## TASK ITEM
In the listing below, how many lines contain the word "width"? Answer with the number alone.

## MATERIAL FOR THIS TASK
PR #23, opened 2015-11-20
Matt poc

mattstratton:


mattstratton:
The map still doesn't quite center properly. See #24

PR #61, opened 2015-11-29
Add legacy template and port stuff

m1keil:
This needs to be more pretty (a lot of duplication is going on)
port all of the blogs. blogs needs to be checked that the links are the same. Also fix broken images in blog posts.

css/js/images needs to be cleaned up.

events still missing.


mattstratton:
I don't quite understand what this is for. We cannot run more than one theme in Hugo at a time. Can you describe a bit more of what the approach is for this?

m1keil:
I've created extra theme in order to avoid any merge conflicts, or any current work we have on the "devopsdays" site.

As we discussed previously, it would be much easier for us to merge the old site to use Hugo, and only then start making edits to the layout.

The devops-legacy theme does most of it (not including /events, since we want to use data files there).
If you run hugo and instruct it to use this theme, you should get the exact replica of today's site, only instead of webby, it's powered by hugo.
I've ported the blog posts and did some minimal pagination stuff under the /blog section. 

Tell me what you think.

mattstratton:
Where does all the event data come from? I don't see any of the old events?

m1keil:
yep, I didn't ported any events yet.
Also the future and past events in the footer are still not auto generated but static. Work in progress.

m1keil:
Just let me know if I should invest time in this

mattstratton:
My only concern with this is that we will import all the pages over, and then have to touch them all with the new layout. I think the layout is actually almost done; the thing that is the holdup right now is there is no point in importing the events until that is done since the data file format is not finalized right now.

I would suggest we do the following:

1. Finalize the event data file format
2. Finalize the event detail page template (this is actually pretty much done I think)
3. Finalize the sponsor data file format and integration (I think this is done, just need to validate it)
4. Import all the events to the new structure
5. Import all the existing pages
6. THEN work on making any changes to the theme. I think that the existing theme should work for importing stuff now?

In this approach, we should make NO more stylistic changes to layout, etc...just get the data over so it all displays. Then we can make changes to the templates which will be much more of a DRY approach.

m1keil:
But the current layout is entirely different from the site we have at devopsdays.org so I guess I'm not really understanding what is the goal.

mattstratton:
Which parts are completely different? The menu nav? I pretty much replicated how it looked when I built this theme. The only real difference is in the menu bar/social links. The page layouts can/should be the same, and those are just templates anyway...my concern is building a structure with partials that doesn't reflect the overall?

I might be missing something so if you can be specific about what is fundamentally different in the new theme it will help me a lot :)

m1keil:
Well, not only. Right now the front page is different in many things (alignment, sizes, missing elements). I thought it would be easier just to take what we currently have and convert it to use Hugo, instead of building everything from scratch and trying to make it look identical.

Did you run the legacy theme?

mattstratton:
I did. I pulled it down and ran it. I guess as long as we feel like any content imported using the "legacy" theme wouldn't require touching later, then it makes sense. What I don't want to do is important dozens of events, and then have to touch their files again to make them work with the final theme. The layout stuff you've mentioned seems to be more chrome than functional, and I don't think it affects the import of data one way or another. 

I see the point of having two themes so you can switch between them as we go. The biggest thing is to make sure they are both compatible with the data/content and the content files don't need to be changed for the new setup. 

The only thing I would suggest is to not over-write the content/page/organizing.md file...I put a ton of content in it which will get blown away by this merge (see #52 for reference)

Otherwise I think it is good :)

m1keil:
From my checks the `organizing.md` is still there, and working.

mattstratton:
I probably just panicked from the github diff. Then I say plus one on the merge. I'll fire it up. It won't hurt anything :)

PR #78, opened 2016-03-07
Refactor for event path

mattstratton:


mattstratton:
This was a particularly large refactor - event data files now can (and should) have spaces and match to the folder of the event.

Also, it now determines the event data file based upon the filepath of the content file. Sorta.

PR #89, opened 2016-03-31
Migrate Minneapolis 2016

tduffield:
Here's an initial migration for minneapolis. The logos are borderless (which can easily be changed).


bridgetkromhout:
LGTM.

PR #100, opened 2016-04-11
SIN-16 Update event details

ctrabold:


data/events/2016-singapore.yml
```diff
@@ -5,29 +5,27 @@ friendly: "2016-singapore" # Four digit year and the city name in lower-case. Do
...
+# List of pages you want to show up in the navigation of your page. Remove any that aren't relevent yet.
+navigationelements: [
+  "welcome",
+  "location",
+  "propose",
+  "sponsor",
+  "contact",
+  "conduct"
+]
+team: ["Christian Trabold", "Satyam", "Maris"]
```
bridgetkromhout: Do they use just one name?

Issue #108, opened 2016-04-11
Sponsor logos are two wide instead of three


kmugrage:
It makes for a pretty long list.

bridgetkromhout:
Agreed that three-wide looks better.

bridgetkromhout:
With the fixed merged, do we want this issue so we revisit it for fix-optimizing later? /cc @mattstratton

mattstratton:
I will tag this for the "future enhancements" milestone and move it out of "ready" state. This will likely get revisited when we redesign the UX anyway.

bridgetkromhout:
This goes away if we switch to a sponsor footer (https://github.com/devopsdays/devopsdays-web/issues/295).

PR #109, opened 2016-04-11
reduced total logo width from 100px to 95px

kmugrage:
For #108 

I'm not sure this is the "right" way to do this compared to changing the width of the div, but reducing the total size of the logos by 5px makes them 3 wide on desktop browsers.


bridgetkromhout:
I am going to defer this one to @mattstratton. Agree with the notion, unsure how he'd prefer it implemented.

mattstratton:
This seems like the less elegant manner of doing it, but it also works, which is better than debating the CSS. I think it's fine for now. I'll accept it.

PR #111, opened 2016-04-11
MSP program updates.

bridgetkromhout:
Added speaker info and updated program grid.


themes/devopsdays-legacy/layouts/talk/single.html
```diff
@@ -0,0 +1,80 @@
...
+ <!-- speaker code begin -->
+
+      {{ $speakers := $e.speakers }}
+        {{ range $e.speaker_levels }}
+          {{ range where $speakers "level" .id }}
+          {{ $filename := (print .id ".md") }}
+            {{if eq $filename (index $path 3)}}
+              <h2>Speaker</h2>
+              {{ $s :=  (index $.Site.Data.events.minneapolis2016.speakers .id) }}
+              {{ if isset $.Site.Data.events.minneapolis2016.speakers .id }}
```
bridgetkromhout: Here's where I'm running into trouble. I don't seem to be able to construct a version of this variable that can contain a variable itself. (It also barfs if the "minneapolis2016" segment starts with a number or contains a hyphen, but that's a lesser concern.)

In order to make this truly general-purpose, I need to be able to make this generic.

themes/devopsdays-legacy/layouts/talk/single.html
```diff
@@ -0,0 +1,80 @@
...
+
+      {{ .Content }}
+
+ <!-- speaker code begin -->
+
+      {{ $speakers := $e.speakers }}
+        {{ range $e.speaker_levels }}
+          {{ range where $speakers "level" .id }}
+          {{ $filename := (print .id ".md") }}
+            {{if eq $filename (index $path 3)}}
```
bridgetkromhout: This is the trick to make sure that for a given talk I display only the bio I want. Checking the "id" against the name of the file is exceedingly brittle, but when I try checking against `.Title`, that's out of scope.

themes/devopsdays-legacy/layouts/talk/single.html
bridgetkromhout: Obviously we shouldn't merge this as-is, but I wanted @mattstratton to see where I'm at.

bridgetkromhout:
Going to handle this from a branch locally.

PR #122, opened 2016-04-13
Added offsite nav links. Fixes #76

### LINKED ISSUE #76: Some events want the menu to link outside
Again, see DC as an example. Should be able to override the destination of menu items such as "register"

## RESULT OF THIS TASK
2